DATA SHOWN: Begin
PR #3712, opened 2020-12-23
Fix a couple of unusual startup and connection issues

ximinez:

1. Ensure that the `PeerImp::doAccept` incoming connection handler call to `async_write` has it's callback run on the strand.
2. Move all peer post-connection messages to `doProtocolStart`.
3. Also, only send validator list on incoming connection instead of both incoming and outgoing.
4. Move the `ShardArchiveHandler` and `ValidatorSites` startup calls to the end of `setup`.

### Context of Change

For number 1, it's possible, though unlikely for a `async_write` to be called while the `async_write` for the response is in progress. This asserts in beast. 2 and 3 are just cleanups that made sense with this change.

Number 4, fixes an unusual startup race condition. With a stopped rippled still open in gdb, attempting to start another rippled fails because the ports are still locked up, but the failed rippled doesn't cleanly exit. This can be a separate commit once the other commits are squashed.

### Type of Change

## Test Plan

I'll be running this code on my dogfood machine, which accepts incoming connections, indefinitely to see if it doesn't assert.

Additionally, a test network consisting of only nodes which include this change should continue to function normally.

---
This change is [Reviewable](https://reviewable.io/reviews/ripple/rippled/3712)

### DIFF
--- a/src/ripple/overlay/impl/PeerImp.cpp
+++ b/src/ripple/overlay/impl/PeerImp.cpp
@@ -553,22 +553,6 @@ PeerImp::fail(std::string const& name, error_code ec)
     close();
 }
 
-void
-PeerImp::failinstrand(std::string const& name, error_code ec)
-{
-    if (!strand_.running_in_this_thread())
-        return post(
-            strand_,
-            std::bind(
-                (void (Peer::*)(std::string const&, error_code)) &
-                    PeerImp::fail,
-                shared_from_this(),
-                name,
-                ec));
-    else
-        return fail(name, ec);
-}
-
 boost::optional<RangeSet<std::uint32_t>>
 PeerImp::getShardIndexes() const
 {
@@ -785,29 +769,26 @@ PeerImp::doAccept()
         return buf;
     }();
 
-    // Put a placeholder in the send queue so no other messages will be
-    // sent until this one is complete.
-    send_queue_.push({});
     // Write the whole buffer and only start protocol when that's done.
     boost::asio::async_write(
         stream_,
         write_buffer->data(),
         boost::asio::transfer_all(),
-        [this, write_buffer, self = shared_from_this()](
-            error_code ec, std::size_t bytes_transferred) {
-            // Remove the placeholder from the send queue.
-            assert(!send_queue_.front());
-            send_queue_.pop();
-            if (!socket_.is_open())
-                return;
-            if (ec == boost::asio::error::operation_aborted)
-                return;
-            if (ec)
-                return failinstrand("onWriteResponse", ec);
-            if (write_buffer->size() == bytes_transferred)
-                return doProtocolStart();
-            return fail("Failed to write header");
-        });
+        bind_executor(
+            strand_,
+            [this, write_buffer, self = shared_from_this()](
+                error_code ec, std::size_t bytes_transferred) {
+                assert(strand_.running_in_this_thread());
+                if (!socket_.is_open())
+                    return;
+                if (ec == boost::asio::error::operation_aborted)
+                    return;
+                if (ec)
+                    return fail("onWriteResponse", ec);
+                if (write_buffer->size() == bytes_transferred)
+                    return doProtocolStart();
+                return fail("Failed to write header");
+            }));
 }
 
 std::string
--- a/src/ripple/overlay/impl/PeerImp.cpp
+++ b/src/ripple/overlay/impl/PeerImp.cpp
@@ -182,12 +182,8 @@ PeerImp::run()
     else
         doProtocolStart();
 
-    // Request shard info from peer
-    protocol::TMGetPeerShardInfo tmGPS;
-    tmGPS.set_hops(0);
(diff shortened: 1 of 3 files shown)


src/ripple/overlay/impl/PeerImp.cpp
```diff
@@ -773,6 +772,16 @@ PeerImp::doAccept()
...
 
+    {
+        // Put a pseudo-message into the queue to hold any messages until we get
+        // the response. This message should never be sent, but create a ping
+        // just in case it "escapes".
+        protocol::TMPing message;
+        message.set_type(protocol::TMPing::ptPING);
+        message.set_seq(0);
+
+        send_queue_.push(std::make_shared<Message>(message, protocol::mtPING));
```
gregtatcam, line 783: This is going to block sending permanently. You need to add `onWriteMessage()` (via strand) to the call-back handler in `async_write()` below. I think we simply should put all initial sends into `doProtocolStart()`. After all that's what the meaning of `doProtocolStart()` is - a peer is ready to send and receive messages. Something like this: https://gist.github.com/gregtatcam/37d5a8c9ae1418828d0f0cf112c83159

gregtatcam (changes requested):
I think this can be done without the ping message. See my comments.

src/ripple/overlay/impl/PeerImp.cpp
nbougalis: I agree with @gregtatcam. I have a slightly different implementation, which is along the lines of what Greg has above: https://github.com/nbougalis/rippled/commit/e284d0a18e50b2d486db9841c286e01a51997c89

Generally, I think the protocol _should_ make it very clear than after the onus is on the peer that **established** the connection (i.e. the peer that made the connection which will have `inbound_ == false`): it sends the HTTP upgrade request, and after it receives the response, it must "kick" things by sending further data.

nbougalis (changes requested):
Not quite happy with this. I agree with @gregtatcam.

src/ripple/overlay/impl/PeerImp.cpp
ximinez: @gregtatcam Yep. You're right. My local node ran ok since I started testing this, but any incoming connections lock up until they time out.

@nbougalis So it looks like you moved the `setTimer` and shard request to `doProtocolStart`, which makes sense, and inlined `doAccept` with no significant changes, which seems unnecessary, and IMHO makes `run` harder to read. I pushed a commit which I think works well.

k1jason2082 (approved):

gregtatcam (commented):
:+1: LGTM

src/ripple/overlay/impl/PeerImp.cpp
```diff
@@ -784,13 +785,19 @@ PeerImp::doAccept()
         return buf;
     }();
 
+    // Put a placeholder in the send queue so no other messages will be
+    // sent until this one is complete.
+    send_queue_.push({});
```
DATA SHOWN: End
■ **INSTRUCTIONS TO FOLLOW**
The records above are to be given again in full, exactly as written.

■ **EXERCISE RESPONSE**
PR #3712, opened 2020-12-23
Fix a couple of unusual startup and connection issues

ximinez:

1. Ensure that the `PeerImp::doAccept` incoming connection handler call to `async_write` has it's callback run on the strand.
2. Move all peer post-connection messages to `doProtocolStart`.
3. Also, only send validator list on incoming connection instead of both incoming and outgoing.
4. Move the `ShardArchiveHandler` and `ValidatorSites` startup calls to the end of `setup`.

### Context of Change

For number 1, it's possible, though unlikely for a `async_write` to be called while the `async_write` for the response is in progress. This asserts in beast. 2 and 3 are just cleanups that made sense with this change.

Number 4, fixes an unusual startup race condition. With a stopped rippled still open in gdb, attempting to start another rippled fails because the ports are still locked up, but the failed rippled doesn't cleanly exit. This can be a separate commit once the other commits are squashed.

### Type of Change

## Test Plan

I'll be running this code on my dogfood machine, which accepts incoming connections, indefinitely to see if it doesn't assert.

Additionally, a test network consisting of only nodes which include this change should continue to function normally.

---
This change is [Reviewable](https://reviewable.io/reviews/ripple/rippled/3712)

### DIFF
--- a/src/ripple/overlay/impl/PeerImp.cpp
+++ b/src/ripple/overlay/impl/PeerImp.cpp
@@ -553,22 +553,6 @@ PeerImp::fail(std::string const& name, error_code ec)
     close();
 }
 
-void
-PeerImp::failinstrand(std::string const& name, error_code ec)
-{
-    if (!strand_.running_in_this_thread())
-        return post(
-            strand_,
-            std::bind(
-                (void (Peer::*)(std::string const&, error_code)) &
-                    PeerImp::fail,
-                shared_from_this(),
-                name,
-                ec));
-    else
-        return fail(name, ec);
-}
-
 boost::optional<RangeSet<std::uint32_t>>
 PeerImp::getShardIndexes() const
 {
@@ -785,29 +769,26 @@ PeerImp::doAccept()
         return buf;
     }();
 
-    // Put a placeholder in the send queue so no other messages will be
-    // sent until this one is complete.
-    send_queue_.push({});
     // Write the whole buffer and only start protocol when that's done.
     boost::asio::async_write(
         stream_,
         write_buffer->data(),
         boost::asio::transfer_all(),
-        [this, write_buffer, self = shared_from_this()](
-            error_code ec, std::size_t bytes_transferred) {
-            // Remove the placeholder from the send queue.
-            assert(!send_queue_.front());
-            send_queue_.pop();
-            if (!socket_.is_open())
-                return;
-            if (ec == boost::asio::error::operation_aborted)
-                return;
-            if (ec)
-                return failinstrand("onWriteResponse", ec);
-            if (write_buffer->size() == bytes_transferred)
-                return doProtocolStart();
-            return fail("Failed to write header");
-        });
+        bind_executor(
+            strand_,
+            [this, write_buffer, self = shared_from_this()](
+                error_code ec, std::size_t bytes_transferred) {
+                assert(strand_.running_in_this_thread());
+                if (!socket_.is_open())
+                    return;
+                if (ec == boost::asio::error::operation_aborted)
+                    return;
+                if (ec)
+                    return fail("onWriteResponse", ec);
+                if (write_buffer->size() == bytes_transferred)
+                    return doProtocolStart();
+                return fail("Failed to write header");
+            }));
 }
 
 std::string
--- a/src/ripple/overlay/impl/PeerImp.cpp
+++ b/src/ripple/overlay/impl/PeerImp.cpp
@@ -182,12 +182,8 @@ PeerImp::run()
     else
         doProtocolStart();
 
-    // Request shard info from peer
-    protocol::TMGetPeerShardInfo tmGPS;
-    tmGPS.set_hops(0);
(diff shortened: 1 of 3 files shown)


src/ripple/overlay/impl/PeerImp.cpp
```diff
@@ -773,6 +772,16 @@ PeerImp::doAccept()
...
 
+    {
+        // Put a pseudo-message into the queue to hold any messages until we get
+        // the response. This message should never be sent, but create a ping
+        // just in case it "escapes".
+        protocol::TMPing message;
+        message.set_type(protocol::TMPing::ptPING);
+        message.set_seq(0);
+
+        send_queue_.push(std::make_shared<Message>(message, protocol::mtPING));
```
gregtatcam, line 783: This is going to block sending permanently. You need to add `onWriteMessage()` (via strand) to the call-back handler in `async_write()` below. I think we simply should put all initial sends into `doProtocolStart()`. After all that's what the meaning of `doProtocolStart()` is - a peer is ready to send and receive messages. Something like this: https://gist.github.com/gregtatcam/37d5a8c9ae1418828d0f0cf112c83159

gregtatcam (changes requested):
I think this can be done without the ping message. See my comments.

src/ripple/overlay/impl/PeerImp.cpp
nbougalis: I agree with @gregtatcam. I have a slightly different implementation, which is along the lines of what Greg has above: https://github.com/nbougalis/rippled/commit/e284d0a18e50b2d486db9841c286e01a51997c89

Generally, I think the protocol _should_ make it very clear than after the onus is on the peer that **established** the connection (i.e. the peer that made the connection which will have `inbound_ == false`): it sends the HTTP upgrade request, and after it receives the response, it must "kick" things by sending further data.

nbougalis (changes requested):
Not quite happy with this. I agree with @gregtatcam.

src/ripple/overlay/impl/PeerImp.cpp
ximinez: @gregtatcam Yep. You're right. My local node ran ok since I started testing this, but any incoming connections lock up until they time out.

@nbougalis So it looks like you moved the `setTimer` and shard request to `doProtocolStart`, which makes sense, and inlined `doAccept` with no significant changes, which seems unnecessary, and IMHO makes `run` harder to read. I pushed a commit which I think works well.

k1jason2082 (approved):

gregtatcam (commented):
:+1: LGTM

src/ripple/overlay/impl/PeerImp.cpp
```diff
@@ -784,13 +785,19 @@ PeerImp::doAccept()
         return buf;
     }();
 
+    // Put a placeholder in the send queue so no other messages will be
+    // sent until this one is complete.
+    send_queue_.push({});
```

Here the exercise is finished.